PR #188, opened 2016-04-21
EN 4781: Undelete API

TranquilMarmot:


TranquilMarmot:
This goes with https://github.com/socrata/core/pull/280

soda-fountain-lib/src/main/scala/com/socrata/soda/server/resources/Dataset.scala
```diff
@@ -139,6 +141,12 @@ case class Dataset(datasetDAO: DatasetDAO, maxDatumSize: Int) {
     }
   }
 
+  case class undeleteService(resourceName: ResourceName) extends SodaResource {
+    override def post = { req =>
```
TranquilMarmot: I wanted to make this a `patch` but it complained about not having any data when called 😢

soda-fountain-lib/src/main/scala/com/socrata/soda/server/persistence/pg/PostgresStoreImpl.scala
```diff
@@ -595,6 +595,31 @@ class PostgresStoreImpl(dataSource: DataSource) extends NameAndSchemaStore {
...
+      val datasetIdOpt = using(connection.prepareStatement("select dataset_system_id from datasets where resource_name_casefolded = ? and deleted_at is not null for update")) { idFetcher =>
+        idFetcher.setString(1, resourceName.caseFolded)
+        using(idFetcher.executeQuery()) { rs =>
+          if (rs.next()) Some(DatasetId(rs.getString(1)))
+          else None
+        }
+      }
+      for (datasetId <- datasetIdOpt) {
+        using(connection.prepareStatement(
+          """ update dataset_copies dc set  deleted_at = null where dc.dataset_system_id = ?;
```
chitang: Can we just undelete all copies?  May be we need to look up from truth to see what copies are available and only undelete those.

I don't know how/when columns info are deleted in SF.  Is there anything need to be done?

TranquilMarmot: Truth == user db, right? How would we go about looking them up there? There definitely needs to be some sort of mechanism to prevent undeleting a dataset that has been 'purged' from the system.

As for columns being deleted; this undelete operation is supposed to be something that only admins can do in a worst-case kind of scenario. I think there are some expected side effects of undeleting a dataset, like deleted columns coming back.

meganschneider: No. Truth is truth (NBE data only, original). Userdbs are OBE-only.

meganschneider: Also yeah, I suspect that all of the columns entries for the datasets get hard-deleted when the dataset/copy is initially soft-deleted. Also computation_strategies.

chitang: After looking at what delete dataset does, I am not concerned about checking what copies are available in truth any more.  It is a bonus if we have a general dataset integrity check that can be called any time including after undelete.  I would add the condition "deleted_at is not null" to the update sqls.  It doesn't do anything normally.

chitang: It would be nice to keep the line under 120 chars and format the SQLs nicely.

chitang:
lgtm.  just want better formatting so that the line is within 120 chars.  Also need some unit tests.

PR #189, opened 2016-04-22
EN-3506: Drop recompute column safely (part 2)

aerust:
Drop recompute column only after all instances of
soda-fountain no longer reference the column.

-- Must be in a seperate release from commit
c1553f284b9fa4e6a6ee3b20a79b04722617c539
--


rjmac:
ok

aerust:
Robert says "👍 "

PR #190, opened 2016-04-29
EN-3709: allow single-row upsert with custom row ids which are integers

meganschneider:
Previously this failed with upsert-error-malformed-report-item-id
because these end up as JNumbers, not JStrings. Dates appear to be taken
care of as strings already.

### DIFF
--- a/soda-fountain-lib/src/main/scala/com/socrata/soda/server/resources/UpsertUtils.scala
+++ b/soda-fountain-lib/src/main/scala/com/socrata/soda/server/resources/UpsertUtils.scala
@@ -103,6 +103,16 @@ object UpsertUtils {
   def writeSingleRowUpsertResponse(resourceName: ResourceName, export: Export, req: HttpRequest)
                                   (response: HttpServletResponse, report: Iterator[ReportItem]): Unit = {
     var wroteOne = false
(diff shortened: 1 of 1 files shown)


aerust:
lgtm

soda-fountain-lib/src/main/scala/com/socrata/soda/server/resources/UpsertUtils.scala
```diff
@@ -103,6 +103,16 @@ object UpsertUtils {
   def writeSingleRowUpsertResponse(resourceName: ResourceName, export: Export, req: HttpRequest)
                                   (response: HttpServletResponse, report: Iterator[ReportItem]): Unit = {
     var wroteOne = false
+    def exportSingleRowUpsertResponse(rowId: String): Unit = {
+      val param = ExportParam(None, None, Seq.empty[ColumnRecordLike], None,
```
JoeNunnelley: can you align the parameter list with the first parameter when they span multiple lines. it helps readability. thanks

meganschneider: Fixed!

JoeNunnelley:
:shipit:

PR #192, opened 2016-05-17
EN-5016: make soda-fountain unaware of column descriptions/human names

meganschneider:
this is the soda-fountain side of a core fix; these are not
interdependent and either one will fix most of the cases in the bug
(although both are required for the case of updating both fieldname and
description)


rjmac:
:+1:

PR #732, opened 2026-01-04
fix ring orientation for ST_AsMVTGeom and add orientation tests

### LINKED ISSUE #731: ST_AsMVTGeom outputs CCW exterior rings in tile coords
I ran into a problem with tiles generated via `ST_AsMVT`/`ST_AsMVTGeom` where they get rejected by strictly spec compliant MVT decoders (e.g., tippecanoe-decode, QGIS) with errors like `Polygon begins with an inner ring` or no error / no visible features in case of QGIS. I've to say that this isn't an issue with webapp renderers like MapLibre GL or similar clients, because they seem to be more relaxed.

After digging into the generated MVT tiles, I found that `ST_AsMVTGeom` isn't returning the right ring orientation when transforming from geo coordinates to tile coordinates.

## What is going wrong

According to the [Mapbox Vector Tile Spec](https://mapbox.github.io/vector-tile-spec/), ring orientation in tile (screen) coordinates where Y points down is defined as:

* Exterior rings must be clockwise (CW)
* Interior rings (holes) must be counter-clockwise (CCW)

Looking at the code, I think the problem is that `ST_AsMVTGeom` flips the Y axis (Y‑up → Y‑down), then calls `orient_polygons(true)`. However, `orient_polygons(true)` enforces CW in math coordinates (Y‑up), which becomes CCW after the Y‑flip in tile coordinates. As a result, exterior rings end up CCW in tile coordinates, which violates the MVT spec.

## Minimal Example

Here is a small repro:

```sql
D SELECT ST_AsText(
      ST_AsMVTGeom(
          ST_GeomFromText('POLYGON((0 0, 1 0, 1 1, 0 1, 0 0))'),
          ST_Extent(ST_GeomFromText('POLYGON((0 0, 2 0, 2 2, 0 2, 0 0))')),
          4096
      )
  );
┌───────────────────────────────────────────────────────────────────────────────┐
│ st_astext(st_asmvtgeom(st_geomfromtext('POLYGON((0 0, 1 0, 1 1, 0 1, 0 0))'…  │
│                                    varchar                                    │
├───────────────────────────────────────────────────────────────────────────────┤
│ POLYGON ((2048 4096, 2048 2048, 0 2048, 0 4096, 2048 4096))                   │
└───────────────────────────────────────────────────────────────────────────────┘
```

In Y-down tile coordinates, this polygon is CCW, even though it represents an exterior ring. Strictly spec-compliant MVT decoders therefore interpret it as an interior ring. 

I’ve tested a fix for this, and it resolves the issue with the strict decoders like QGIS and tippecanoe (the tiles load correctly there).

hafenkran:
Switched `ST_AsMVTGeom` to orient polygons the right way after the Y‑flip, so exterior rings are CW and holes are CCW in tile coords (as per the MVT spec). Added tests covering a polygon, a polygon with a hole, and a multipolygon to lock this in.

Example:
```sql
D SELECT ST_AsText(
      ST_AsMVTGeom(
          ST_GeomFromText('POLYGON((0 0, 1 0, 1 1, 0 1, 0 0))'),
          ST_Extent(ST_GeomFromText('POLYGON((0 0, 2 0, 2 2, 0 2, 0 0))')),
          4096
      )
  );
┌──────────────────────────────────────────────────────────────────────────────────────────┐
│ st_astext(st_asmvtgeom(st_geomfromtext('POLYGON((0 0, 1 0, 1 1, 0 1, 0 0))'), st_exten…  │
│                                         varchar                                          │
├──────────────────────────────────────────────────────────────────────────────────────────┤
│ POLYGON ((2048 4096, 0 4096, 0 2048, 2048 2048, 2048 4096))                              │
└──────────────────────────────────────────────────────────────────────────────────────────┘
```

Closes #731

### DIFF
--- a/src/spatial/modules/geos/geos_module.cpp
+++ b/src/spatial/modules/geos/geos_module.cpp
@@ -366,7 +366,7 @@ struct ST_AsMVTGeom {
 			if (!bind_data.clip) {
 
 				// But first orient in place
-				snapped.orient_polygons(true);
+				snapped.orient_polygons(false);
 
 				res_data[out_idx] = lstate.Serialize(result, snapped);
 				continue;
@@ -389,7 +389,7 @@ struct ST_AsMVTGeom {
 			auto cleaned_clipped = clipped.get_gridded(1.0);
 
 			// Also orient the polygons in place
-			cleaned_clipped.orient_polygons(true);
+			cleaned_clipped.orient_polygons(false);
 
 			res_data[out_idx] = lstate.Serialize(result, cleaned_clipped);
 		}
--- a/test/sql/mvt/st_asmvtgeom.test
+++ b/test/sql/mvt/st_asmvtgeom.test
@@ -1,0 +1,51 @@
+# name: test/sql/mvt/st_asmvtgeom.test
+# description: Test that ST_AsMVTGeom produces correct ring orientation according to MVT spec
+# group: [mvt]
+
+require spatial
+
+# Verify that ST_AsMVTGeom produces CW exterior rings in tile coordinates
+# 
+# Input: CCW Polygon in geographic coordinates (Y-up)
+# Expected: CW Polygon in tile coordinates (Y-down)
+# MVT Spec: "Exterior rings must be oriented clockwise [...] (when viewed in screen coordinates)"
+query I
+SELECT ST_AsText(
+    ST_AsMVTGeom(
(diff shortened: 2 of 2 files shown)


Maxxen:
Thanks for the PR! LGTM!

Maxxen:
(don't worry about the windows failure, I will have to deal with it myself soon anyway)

• Task to complete
Using the records above, filter out every line that lacks the string "will" and copy the rest.

• Output for this exercise
interdependent and either one will fix most of the cases in the bug
(don't worry about the windows failure, I will have to deal with it myself soon anyway)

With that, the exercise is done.